# pearl guramis male/female ratio



## Anafranil (Mar 15, 2005)

Is 6 males to 1 female a very bad ratio for these fish?


----------



## Logan's Daddy (May 3, 2008)

I think I would try to go for exactly the opposite, In my experiences the males can get just a bit territorial, and they like to fight over females, may not be as much of a problem in a large tank, what size will you be keeping them in?


----------



## Diana K (Dec 20, 2007)

Pearls Gouramis are among the more peaceful of Gouramis, but I would not keep more than one male in a tank, and monitor him, some are more aggressive than others. Most females will get along pretty well, but even there I would be sure it is a very large tank, and has lots of plants, driftwood and other things that create territory markers and line-of-site barriers at the surface. 
These are not social fish.
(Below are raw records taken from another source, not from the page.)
PR #215, opened 2023-07-05
disk based event persistence

whyrusleeping:
Still need to implement some of the trickier parts like takedowns and rebases, but the primary IO flows are here.

### DIFF
--- a/events/diskpersist.go
+++ b/events/diskpersist.go
@@ -23,6 +23,8 @@ type DiskPersistence struct {
 	archiveDir    string
 	eventsPerFile int64
 
+	evts chan *persistJob
+
 	meta *gorm.DB
 
 	broadcast func(*XRPCStreamEvent)
@@ -30,13 +32,23 @@ type DiskPersistence struct {
 	logfi *os.File
 
 	curSeq int64
-	seqLk  sync.Mutex
 
 	uidCache *lru.ARCCache
 	didCache *lru.ARCCache
 
 	buffers *sync.Pool
 	scratch []byte
+}
+
+type persistJob struct {
+	Buf  []byte
+	Evt  *XRPCStreamEvent
+	Done chan jobResult
+}
+
+type jobResult struct {
+	Err error
+	Seq int64
 }
 
 var _ (EventPersistence) = (*DiskPersistence)(nil)
@@ -85,6 +97,7 @@ func NewDiskPersistence(primaryDir, archiveDir string, db *gorm.DB, opts *DiskPe
 		buffers:       bufpool,
 		uidCache:      uidCache,
 		didCache:      didCache,
+		evts:          make(chan *persistJob, 1024),
 		eventsPerFile: opts.EventsPerFile,
 		scratch:       make([]byte, headerSize),
 	}
@@ -92,6 +105,8 @@ func NewDiskPersistence(primaryDir, archiveDir string, db *gorm.DB, opts *DiskPe
 	if err := dp.resumeLog(); err != nil {
 		return nil, err
 	}
+
+	go dp.persistWorker()
 
 	return dp, nil
 }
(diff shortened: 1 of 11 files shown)


events/diskpersist.go
```diff
@@ -1,19 +1,447 @@
...
+	}).Error; err != nil {
+		return err
+	}
+
+	dp.logfi = fi
+	dp.curSeq = 1
+	return nil
+}
+
+func (dp *DiskPersistence) swapLog(ctx context.Context) error {
```
ericvolp12, line 157: Should this rely on the called to lock the seq or should we lock the seq inside this function?

ericvolp12: If the seq needs to be locked by the caller, we should put a comment on this function to remind ourselves later

events/diskpersist.go
```diff
@@ -1,19 +1,447 @@
...
+			var evt atproto.SyncSubscribeRepos_Handle
+			if err := evt.UnmarshalCBOR(io.LimitReader(bufr, h.Len)); err != nil {
+				return err
+			}
+			evt.Seq = h.Seq
+			if err := cb(&XRPCStreamEvent{RepoHandle: &evt}); err != nil {
+				return err
+			}
+		default:
+			log.Warnw("unrecognized event kind coming from log file", "seq", h.Seq, "kind", h.Kind)
```
ericvolp12, line 427: Would be nice to put the byte offset for the log file in here so we can investigate if that's easy

events/diskpersist.go
```diff
@@ -1,19 +1,447 @@
...
+			return fmt.Errorf("halting on unrecognized event kind")
+		}
+	}
+}
+
+func (p *DiskPersistence) TakeDownRepo(ctx context.Context, usr util.Uid) error {
+	panic("no")
```
ericvolp12, line 434: Should this panic or return an error?

whyrusleeping: just not implemented yet, panic to remind myself to finish it before merging

events/diskpersist.go
```diff
@@ -1,19 +1,710 @@
...
+		Evt:    e,
+		Buffer: buffer,
+	})
+}
+
+type evtHeader struct {
+	Flags uint32
+	Kind  uint32
+	Seq   int64
+	Usr   util.Uid
```
ericvolp12, line 413: `util.Uid` is a `uint` which is system dependent, you probably want to change that to be a `uint32` or something fixed-width if we're gonna put it the header size below and depend on it being a fixed width.

events/diskpersist.go
```diff
@@ -1,19 +1,710 @@
...
+	scratch = scratch[:headerSize]
+	_, err := io.ReadFull(r, scratch)
+	if err != nil {
+		return nil, fmt.Errorf("reading header: %w", err)
+	}
+
+	flags := binary.LittleEndian.Uint32(scratch[:4])
+	kind := binary.LittleEndian.Uint32(scratch[4:8])
+	l := binary.LittleEndian.Uint32(scratch[8:12])
+	usr := binary.LittleEndian.Uint64(scratch[12:20])
```
ericvolp12, line 433: Same as above comment, this is fine if we set `usr` to be a fixed-width `uint64` (though in the header above it seems like you want it to be a `uint32`?), also above you have `l` here as a `uint32` but you've declared it in the `evtHeader` struct as an `int64`. Which is it? I think these short variable names don't help when trying to do byte manipulation fwiw.

events/diskpersist.go
```diff
@@ -1,19 +1,710 @@
...
 }
 
-func (p *DiskPersistence) Persist(e *XRPCStreamEvent) error {
-	panic("nyi")
+func (p *DiskPersistence) writeHeader(ctx context.Context, flags uint32, kind uint32, l uint32, usr uint64, seq int64) error {
+	binary.LittleEndian.PutUint32(p.scratch, flags)
+	binary.LittleEndian.PutUint32(p.scratch[4:], kind)
+	binary.LittleEndian.PutUint32(p.scratch[8:], l)
+	binary.LittleEndian.PutUint64(p.scratch[12:], usr)
+	binary.LittleEndian.PutUint64(p.scratch[20:], uint64(seq))
```
ericvolp12, line 450: Revise this once you solidify the schema for the header above.

ericvolp12 (changes requested):

ericvolp12 (approved):
LGTM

They are better without their relatives (Pearl Gouramis or other Anabantoids) in the tank.


----------



## Anafranil (Mar 15, 2005)

The tank is 70g,lots of plants,the males seem to be doing well with occational brief fights that last seconds.The female looks like is not in top condition probably because of pressure from the males.I cannot add more females to brake the bad ratio so I'm thinking of removing the female from the tank and not do the same mistake again in the future.Is this the more reasonable thing to do?Also if this was the only species of fish in a tank of this size how many females and how many males would you choose to add?


----------



## saram521 (May 3, 2008)

I would remove some of the males as well. I've heard accounts of people keeping 3 males in a tank with no females and the males still fought pretty nastily. Pearl gouramis are generally peaceful to *other fish*. If you were to stock a 70g with only pearls, I would add about 7 with a ratio of maybe 2 males and 5 females.


----------